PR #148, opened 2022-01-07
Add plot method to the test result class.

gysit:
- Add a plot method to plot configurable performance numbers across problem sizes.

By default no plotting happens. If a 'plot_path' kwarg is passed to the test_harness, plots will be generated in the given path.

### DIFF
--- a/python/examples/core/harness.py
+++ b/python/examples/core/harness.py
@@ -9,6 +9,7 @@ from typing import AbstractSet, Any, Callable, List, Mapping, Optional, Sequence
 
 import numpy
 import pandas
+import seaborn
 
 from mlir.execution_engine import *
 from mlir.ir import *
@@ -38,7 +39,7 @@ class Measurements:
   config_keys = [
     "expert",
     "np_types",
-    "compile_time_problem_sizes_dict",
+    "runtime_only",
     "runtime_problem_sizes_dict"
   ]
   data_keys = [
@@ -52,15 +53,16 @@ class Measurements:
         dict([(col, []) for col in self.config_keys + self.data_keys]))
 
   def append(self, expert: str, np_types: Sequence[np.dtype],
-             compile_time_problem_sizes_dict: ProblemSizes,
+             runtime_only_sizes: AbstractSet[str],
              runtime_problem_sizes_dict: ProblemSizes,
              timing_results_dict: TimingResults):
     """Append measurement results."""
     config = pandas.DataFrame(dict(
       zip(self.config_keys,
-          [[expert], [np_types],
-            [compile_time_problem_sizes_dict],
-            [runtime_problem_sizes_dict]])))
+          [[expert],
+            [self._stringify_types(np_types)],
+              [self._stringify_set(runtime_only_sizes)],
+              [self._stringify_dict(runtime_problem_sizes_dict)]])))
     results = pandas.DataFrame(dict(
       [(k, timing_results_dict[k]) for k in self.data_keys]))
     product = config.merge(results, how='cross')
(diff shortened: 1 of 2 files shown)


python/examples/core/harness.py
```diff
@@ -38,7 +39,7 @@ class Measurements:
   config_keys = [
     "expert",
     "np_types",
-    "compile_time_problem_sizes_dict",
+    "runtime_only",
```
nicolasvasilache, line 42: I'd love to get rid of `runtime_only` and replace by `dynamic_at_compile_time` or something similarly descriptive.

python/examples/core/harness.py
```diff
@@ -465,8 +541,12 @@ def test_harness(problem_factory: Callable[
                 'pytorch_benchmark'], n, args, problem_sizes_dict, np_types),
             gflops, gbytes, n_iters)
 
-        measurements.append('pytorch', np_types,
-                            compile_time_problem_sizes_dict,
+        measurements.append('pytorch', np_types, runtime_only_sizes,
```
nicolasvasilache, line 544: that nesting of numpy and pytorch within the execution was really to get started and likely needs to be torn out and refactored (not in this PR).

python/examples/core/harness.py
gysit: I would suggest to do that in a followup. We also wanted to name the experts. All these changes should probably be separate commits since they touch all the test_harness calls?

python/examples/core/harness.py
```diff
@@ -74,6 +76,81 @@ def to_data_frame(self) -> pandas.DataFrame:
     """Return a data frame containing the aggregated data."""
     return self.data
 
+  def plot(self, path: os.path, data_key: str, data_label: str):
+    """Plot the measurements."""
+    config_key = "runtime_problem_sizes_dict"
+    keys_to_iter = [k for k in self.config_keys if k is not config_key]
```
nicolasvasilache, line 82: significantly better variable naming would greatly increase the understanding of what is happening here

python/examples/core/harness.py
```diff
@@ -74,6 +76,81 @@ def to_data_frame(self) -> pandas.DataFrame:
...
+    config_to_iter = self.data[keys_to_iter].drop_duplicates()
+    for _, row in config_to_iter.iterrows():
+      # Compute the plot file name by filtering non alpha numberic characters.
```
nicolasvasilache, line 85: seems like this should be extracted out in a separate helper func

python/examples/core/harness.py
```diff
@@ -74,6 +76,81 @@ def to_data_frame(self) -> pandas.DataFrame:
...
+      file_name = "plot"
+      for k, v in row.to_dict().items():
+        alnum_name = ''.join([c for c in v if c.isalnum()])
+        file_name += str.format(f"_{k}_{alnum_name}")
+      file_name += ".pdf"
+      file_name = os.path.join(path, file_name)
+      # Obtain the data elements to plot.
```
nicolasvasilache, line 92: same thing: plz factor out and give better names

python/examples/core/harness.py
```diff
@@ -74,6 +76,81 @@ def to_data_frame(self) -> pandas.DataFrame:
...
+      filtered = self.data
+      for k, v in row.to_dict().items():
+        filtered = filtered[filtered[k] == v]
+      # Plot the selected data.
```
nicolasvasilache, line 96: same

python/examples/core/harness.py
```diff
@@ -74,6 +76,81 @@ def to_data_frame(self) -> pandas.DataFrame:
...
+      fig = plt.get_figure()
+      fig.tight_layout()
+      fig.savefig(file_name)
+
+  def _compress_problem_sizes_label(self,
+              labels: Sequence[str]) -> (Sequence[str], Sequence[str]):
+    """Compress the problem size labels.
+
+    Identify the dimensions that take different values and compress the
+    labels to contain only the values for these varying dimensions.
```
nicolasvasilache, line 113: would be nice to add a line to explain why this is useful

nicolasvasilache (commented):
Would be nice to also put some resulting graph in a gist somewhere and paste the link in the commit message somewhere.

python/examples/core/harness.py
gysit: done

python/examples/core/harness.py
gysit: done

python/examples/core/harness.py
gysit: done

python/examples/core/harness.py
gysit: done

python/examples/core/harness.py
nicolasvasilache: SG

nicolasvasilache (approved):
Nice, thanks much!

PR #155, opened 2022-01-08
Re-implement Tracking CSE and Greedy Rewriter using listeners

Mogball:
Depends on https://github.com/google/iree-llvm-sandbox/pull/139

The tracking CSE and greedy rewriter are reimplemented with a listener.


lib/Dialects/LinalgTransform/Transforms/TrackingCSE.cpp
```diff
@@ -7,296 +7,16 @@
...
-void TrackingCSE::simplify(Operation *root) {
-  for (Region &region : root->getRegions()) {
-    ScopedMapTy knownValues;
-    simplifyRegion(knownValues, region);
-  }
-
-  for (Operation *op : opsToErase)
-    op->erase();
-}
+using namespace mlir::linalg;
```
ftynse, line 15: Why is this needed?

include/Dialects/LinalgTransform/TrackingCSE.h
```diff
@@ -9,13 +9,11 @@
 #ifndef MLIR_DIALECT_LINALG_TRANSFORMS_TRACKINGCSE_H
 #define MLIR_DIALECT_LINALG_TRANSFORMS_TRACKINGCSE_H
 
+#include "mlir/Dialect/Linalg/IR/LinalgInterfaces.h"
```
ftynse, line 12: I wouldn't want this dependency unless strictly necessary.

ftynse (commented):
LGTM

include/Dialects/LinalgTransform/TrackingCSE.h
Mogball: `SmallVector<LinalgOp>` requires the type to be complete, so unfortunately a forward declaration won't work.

------------------------------------------------------------------------

Exercise requirements -> Please transcribe, exactly and with nothing added, the lines from the first line of the material above through the line that contains "-52,15 +53,16 @@".

Result for this task ->
PR #148, opened 2022-01-07
Add plot method to the test result class.

gysit:
- Add a plot method to plot configurable performance numbers across problem sizes.

By default no plotting happens. If a 'plot_path' kwarg is passed to the test_harness, plots will be generated in the given path.

### DIFF
--- a/python/examples/core/harness.py
+++ b/python/examples/core/harness.py
@@ -9,6 +9,7 @@ from typing import AbstractSet, Any, Callable, List, Mapping, Optional, Sequence
 
 import numpy
 import pandas
+import seaborn
 
 from mlir.execution_engine import *
 from mlir.ir import *
@@ -38,7 +39,7 @@ class Measurements:
   config_keys = [
     "expert",
     "np_types",
-    "compile_time_problem_sizes_dict",
+    "runtime_only",
     "runtime_problem_sizes_dict"
   ]
   data_keys = [
@@ -52,15 +53,16 @@ class Measurements:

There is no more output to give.